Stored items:
......
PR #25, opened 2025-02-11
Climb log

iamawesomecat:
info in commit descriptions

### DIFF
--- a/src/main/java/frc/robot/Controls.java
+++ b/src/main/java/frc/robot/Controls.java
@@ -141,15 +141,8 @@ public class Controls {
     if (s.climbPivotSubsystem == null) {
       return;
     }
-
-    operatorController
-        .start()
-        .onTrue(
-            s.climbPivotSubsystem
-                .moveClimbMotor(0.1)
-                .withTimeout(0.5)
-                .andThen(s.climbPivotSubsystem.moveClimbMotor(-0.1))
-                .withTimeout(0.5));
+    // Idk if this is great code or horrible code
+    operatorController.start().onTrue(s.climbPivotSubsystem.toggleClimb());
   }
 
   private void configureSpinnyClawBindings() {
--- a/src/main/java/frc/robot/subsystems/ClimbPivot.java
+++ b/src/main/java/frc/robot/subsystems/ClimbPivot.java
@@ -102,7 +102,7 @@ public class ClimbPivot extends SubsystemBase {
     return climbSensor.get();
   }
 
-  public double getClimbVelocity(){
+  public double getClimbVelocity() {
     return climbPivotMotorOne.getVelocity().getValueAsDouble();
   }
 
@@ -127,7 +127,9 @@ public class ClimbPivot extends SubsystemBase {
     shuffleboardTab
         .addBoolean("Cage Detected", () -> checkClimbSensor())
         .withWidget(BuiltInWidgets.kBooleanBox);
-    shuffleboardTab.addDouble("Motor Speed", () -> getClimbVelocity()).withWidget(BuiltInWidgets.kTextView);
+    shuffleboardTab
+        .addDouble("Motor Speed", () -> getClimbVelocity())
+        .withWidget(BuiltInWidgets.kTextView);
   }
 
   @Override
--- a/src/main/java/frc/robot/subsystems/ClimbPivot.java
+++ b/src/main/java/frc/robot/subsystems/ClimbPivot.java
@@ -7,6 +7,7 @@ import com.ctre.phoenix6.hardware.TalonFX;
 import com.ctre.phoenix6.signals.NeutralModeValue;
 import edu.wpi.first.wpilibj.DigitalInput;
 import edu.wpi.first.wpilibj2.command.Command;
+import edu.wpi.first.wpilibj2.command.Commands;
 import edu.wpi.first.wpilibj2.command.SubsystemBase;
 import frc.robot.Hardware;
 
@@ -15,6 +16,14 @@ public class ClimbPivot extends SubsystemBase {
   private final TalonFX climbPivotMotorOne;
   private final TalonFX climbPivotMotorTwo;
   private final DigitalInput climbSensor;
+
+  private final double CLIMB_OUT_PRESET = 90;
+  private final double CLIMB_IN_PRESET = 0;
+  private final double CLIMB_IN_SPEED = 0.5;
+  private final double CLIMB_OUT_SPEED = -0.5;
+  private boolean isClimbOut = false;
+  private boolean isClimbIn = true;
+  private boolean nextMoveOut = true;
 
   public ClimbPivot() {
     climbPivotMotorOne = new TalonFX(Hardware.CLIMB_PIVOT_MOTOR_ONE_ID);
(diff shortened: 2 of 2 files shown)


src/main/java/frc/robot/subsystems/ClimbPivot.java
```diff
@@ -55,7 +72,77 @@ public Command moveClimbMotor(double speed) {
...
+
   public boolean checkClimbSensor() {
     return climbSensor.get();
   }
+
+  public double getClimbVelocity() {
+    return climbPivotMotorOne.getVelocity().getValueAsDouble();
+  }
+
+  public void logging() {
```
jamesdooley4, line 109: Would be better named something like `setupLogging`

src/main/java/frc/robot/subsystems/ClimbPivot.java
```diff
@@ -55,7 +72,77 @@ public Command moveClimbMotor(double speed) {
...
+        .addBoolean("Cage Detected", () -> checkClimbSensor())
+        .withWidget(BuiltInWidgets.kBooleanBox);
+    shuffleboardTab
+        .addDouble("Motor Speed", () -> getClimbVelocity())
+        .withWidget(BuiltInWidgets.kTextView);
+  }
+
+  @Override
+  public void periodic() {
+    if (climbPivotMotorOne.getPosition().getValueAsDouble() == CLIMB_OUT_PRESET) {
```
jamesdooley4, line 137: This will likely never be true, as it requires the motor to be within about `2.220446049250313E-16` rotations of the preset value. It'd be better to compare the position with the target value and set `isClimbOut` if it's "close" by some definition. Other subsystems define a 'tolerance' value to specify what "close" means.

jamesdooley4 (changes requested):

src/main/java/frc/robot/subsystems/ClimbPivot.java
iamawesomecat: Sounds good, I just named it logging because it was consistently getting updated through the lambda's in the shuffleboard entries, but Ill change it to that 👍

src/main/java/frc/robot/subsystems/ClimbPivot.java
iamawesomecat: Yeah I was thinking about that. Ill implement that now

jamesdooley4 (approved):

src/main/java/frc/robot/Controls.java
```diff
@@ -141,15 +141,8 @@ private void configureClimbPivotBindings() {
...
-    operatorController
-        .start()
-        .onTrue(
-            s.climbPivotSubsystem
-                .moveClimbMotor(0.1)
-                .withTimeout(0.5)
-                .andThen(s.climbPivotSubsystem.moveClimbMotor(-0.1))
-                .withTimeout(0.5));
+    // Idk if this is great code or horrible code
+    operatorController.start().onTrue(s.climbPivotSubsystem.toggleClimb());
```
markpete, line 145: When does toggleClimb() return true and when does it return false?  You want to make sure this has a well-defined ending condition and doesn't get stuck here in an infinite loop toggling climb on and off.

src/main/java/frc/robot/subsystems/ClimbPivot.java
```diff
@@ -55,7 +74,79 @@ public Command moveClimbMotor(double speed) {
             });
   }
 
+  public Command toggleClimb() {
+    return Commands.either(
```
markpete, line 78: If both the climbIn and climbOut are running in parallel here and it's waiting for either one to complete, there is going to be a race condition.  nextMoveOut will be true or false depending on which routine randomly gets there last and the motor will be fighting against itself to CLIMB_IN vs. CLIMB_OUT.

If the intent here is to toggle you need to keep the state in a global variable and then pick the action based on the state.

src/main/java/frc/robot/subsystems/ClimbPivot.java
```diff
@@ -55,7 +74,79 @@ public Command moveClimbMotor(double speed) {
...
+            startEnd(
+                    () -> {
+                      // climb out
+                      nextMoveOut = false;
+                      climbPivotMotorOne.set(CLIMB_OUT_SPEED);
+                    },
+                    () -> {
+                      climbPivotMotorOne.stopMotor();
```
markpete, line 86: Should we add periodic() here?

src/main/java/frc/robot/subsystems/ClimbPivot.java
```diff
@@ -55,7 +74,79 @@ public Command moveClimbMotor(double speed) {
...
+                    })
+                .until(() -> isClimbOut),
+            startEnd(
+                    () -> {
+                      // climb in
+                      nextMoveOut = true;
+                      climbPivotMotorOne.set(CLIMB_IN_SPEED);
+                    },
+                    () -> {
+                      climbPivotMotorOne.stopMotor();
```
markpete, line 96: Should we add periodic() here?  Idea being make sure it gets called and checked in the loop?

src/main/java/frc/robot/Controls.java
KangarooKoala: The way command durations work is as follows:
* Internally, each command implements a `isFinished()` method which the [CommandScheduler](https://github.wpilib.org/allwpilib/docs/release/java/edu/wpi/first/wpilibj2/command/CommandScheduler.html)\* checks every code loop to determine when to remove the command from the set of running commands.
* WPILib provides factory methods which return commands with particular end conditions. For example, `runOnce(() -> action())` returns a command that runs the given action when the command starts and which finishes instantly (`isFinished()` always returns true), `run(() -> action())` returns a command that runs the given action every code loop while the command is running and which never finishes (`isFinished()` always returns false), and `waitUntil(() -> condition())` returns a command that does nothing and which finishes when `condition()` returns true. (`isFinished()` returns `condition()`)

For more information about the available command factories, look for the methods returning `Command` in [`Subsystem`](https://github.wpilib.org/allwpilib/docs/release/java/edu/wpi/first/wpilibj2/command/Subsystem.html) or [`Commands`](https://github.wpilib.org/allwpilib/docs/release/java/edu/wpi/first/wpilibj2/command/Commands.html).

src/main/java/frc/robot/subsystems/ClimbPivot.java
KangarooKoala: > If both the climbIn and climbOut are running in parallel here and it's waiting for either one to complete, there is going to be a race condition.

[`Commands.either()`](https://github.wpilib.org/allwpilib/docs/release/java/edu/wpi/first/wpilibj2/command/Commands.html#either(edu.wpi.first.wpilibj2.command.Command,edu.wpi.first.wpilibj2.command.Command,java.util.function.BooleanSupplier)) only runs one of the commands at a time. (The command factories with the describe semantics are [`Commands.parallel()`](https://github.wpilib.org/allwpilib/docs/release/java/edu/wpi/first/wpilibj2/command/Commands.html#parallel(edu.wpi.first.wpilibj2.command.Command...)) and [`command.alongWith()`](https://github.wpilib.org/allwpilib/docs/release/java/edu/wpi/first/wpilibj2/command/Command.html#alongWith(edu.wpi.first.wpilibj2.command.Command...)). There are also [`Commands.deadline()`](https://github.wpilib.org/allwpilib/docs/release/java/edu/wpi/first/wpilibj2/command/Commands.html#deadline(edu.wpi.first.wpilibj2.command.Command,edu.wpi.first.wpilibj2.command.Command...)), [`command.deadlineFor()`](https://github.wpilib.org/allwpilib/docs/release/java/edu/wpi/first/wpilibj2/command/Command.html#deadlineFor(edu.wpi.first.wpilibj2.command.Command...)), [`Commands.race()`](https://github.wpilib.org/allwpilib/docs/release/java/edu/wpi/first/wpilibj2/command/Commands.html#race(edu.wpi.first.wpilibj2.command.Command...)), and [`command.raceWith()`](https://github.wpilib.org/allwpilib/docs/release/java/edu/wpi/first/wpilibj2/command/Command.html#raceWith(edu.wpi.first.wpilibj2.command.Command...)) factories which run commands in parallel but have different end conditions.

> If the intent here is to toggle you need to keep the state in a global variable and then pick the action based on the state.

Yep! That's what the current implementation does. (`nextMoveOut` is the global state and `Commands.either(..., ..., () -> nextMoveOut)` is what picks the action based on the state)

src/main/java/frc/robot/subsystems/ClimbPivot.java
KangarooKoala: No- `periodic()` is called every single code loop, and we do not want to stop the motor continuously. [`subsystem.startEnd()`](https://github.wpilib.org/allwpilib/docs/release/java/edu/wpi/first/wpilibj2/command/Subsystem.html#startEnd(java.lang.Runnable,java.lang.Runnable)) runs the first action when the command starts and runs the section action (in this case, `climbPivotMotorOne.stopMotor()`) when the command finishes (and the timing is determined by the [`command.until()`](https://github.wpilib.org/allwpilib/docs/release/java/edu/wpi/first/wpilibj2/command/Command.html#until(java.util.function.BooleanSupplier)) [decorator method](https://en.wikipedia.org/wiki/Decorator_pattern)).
......
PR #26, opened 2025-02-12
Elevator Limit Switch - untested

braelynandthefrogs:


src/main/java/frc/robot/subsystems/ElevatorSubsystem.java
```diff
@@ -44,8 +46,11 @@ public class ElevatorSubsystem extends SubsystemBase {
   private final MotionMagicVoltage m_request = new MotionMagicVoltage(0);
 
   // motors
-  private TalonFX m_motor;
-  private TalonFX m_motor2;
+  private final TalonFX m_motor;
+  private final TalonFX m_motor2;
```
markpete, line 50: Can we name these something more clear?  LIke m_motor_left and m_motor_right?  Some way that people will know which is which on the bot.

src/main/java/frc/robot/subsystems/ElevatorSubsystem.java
......
● **Activity**:
Give the number of lines above that include "every". Write nothing else.

● **Solution to the problem**:
3